Additionally, as much as people like to believe that they think for themselves, there’s plenty of evidence that points out exactly the opposite. For example, we all know that good reviews (even fake ones) tend to generate sales and positive buzz. When someone says “this tastes good,” and you’ve never tried it, you have a greater percentage chance of agreeing with that person especially if you view them in a positive light. People are not machines. We form biases based on our relations with others and the people we spend time with. Because of this fact, we need civility if we are going to have a functioning society. In other words, as much as I don’t like it, I think we need a clean pristine sheet of lies to hide all the garbage under. One might say, “Please ignore the smell, just focus on the sheet. Look how pretty and nice it is.” And so it goes.

I recently got into an argument about just this thing on (of all things)…Facebook (social media may be the vehicle that destroys civilization folks!). Try to hide your surprise, and of course I couldn’t keep my opinions to myself. My Facebook friend, Ben, posted a meme that purported the following:
“Women do not have to: Be thin, Cook for you, Have long hair, Be feminine, Be graceful, Have sex with you, Shave, Diet, Be fashionable, Wear pink, or Take any B.S.” Posted on the meme were a bunch of cartoon fists that had their nails painted. It was also on a pink background.
Artistic choices aside, my friend Ben posted this because he wants to tell women out there (he’s single and looking) that he’s a nice guy and that these are his values. Only, I know Ben, and I don't think that these are his values. Here’s just one point I want to make: Ben likes thin women and won’t date or have a romance with fat (obese) women. He derives a self-esteem boost from associating with thin young women (so do a lot of guys to be honest). So he’s got an inherent bias already that would affect his judgment were he a hiring manager. And I’ll just stop there because in just that one sentence, he does not ascribe to the behaviors that he posts in his online meme.

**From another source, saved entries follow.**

PR #238, opened 2020-04-14
docs: update development/release docs

### LINKED ISSUE #235: code does not compile for wifi kit 32 any more
i wanted to flash via usb and set the arduino ide to `heltec wifi kit 32`.

the code does not compile any more due to missing LoRa pin definitions (e.g. `DIO2`).

wanted to go the usb way because i needed usb logging anyway to debug some code.

besides that, for the initial flash of a new device, one needs to compile for correct hw platform to get correct partition layout.

additionally, I managed to lose OTA capability by flashing a buggy firmware onto the device that crashes and reboots all the time (thus no WiFi OTA flashing).

thus, with the current state of device, no OTA flashing and with current state of the code, no USB flashing from arduino IDE.

ThomasWaldmann:
how to create and test binaries, IDE settings, ...

Fixes #235.

### DIFF
--- a/docs/source/development.rst
+++ b/docs/source/development.rst
@@ -86,14 +86,24 @@ main repository.
 .. _Sphinx: https://www.sphinx-doc.org/
 
 
-Creating binaries
------------------
+Flashing devices / creating binaries
+------------------------------------
 
-Adjust userdefines.h, then use e.g.:
+Arduino IDE:
 
-::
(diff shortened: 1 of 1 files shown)


rexfue:
Sounds good. I would add, that if you have a new wifi kit with 8MB you can use the default_8MB partition scheme. But that can als be added later.

ThomasWaldmann:
One could, but currently it doesn't make a dfiference.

As it stands, this meme is already a public service message, a “Do as I say and not as I do” message for sure…but one that’s there for “the greater good” whether or not you even care. There’s a word for this: hypocrisy. But I don’t think Ben is to blame for the many hypocrisies of the modern world. Society on a deep level (beneath its shallow veneer) doesn’t ascribe to the above message in the meme (at least not in the United States). To put it another way, it’s the white sheet over a hot mess of garbage. But we need this kind of civility…the quiet “nods” that this is the appropriate thing to say…even if our behaviors dictate otherwise. To do anything else, is to invite anger, violence, or possibly even war. These are the things that make a society collapse under its own weight. Nobody wants that. And who knows? Maybe if a positive message is repeated to people at a young enough age, they will not grow up to be assholes and actually believe it! That's how you change the world for the better, folks. So there is hope.

Of course, those of you who know me from this blog, also know that I couldn’t leave well enough alone. So I posted this in response to Ben’s meme:
“Ben, I think your heart is in the right place when posting a meme like this, but I think (ultimately) if you point some of that high-powered perception you possess at yourself, you will see that the messages of this meme are idealistic and ultimately, one big lie.”
He followed up with a comment asking me to explain my point. So I continued by saying, “Let’s finish the meme with some words I’ll borrow from a friend that expresses what I’m saying really well”:
“[You don’t] have to wear makeup, you don’t have to wear heels, you don’t have to smile all the time, you don’t have to have big tits, you don’t have to be a pleaser. BUT if you don’t, you probably won’t get what you want in life. You’ll have to make it happen all by yourself.

Without assistance from anyone else.

You’ll have to do it alone.
Average people believe they have the freedom to not conform, and they do this while holding the expectation that the difficulty level of their lives WILL NOT CHANGE. But in reality the difficulty does change. Your path gets harder and harder, approaching infinity. And you’ll find barriers all over the place because doors have closed on you that should have remained open.”
So how did the Facebook entities like my post? Not so much.

People started to attack me with their straw man arguments (and I expected as much). One woman laughed with an "LOL" and said, “Pick up a history book, dude” and another woman just reiterated what the meme said and added, “I think what this meme is trying to convey is that women are tired of the double standard.” None of their comments are useful, because all of their anger was directed at me for daring to lift up the sheet and point out the smoking pile of hot garbage underneath. Just to clarify, I'm a supporter of the messages in the meme. I just don't think they are true of Ben or many of the people we call neighbors on this wonderful blue marble of ours that we call Earth.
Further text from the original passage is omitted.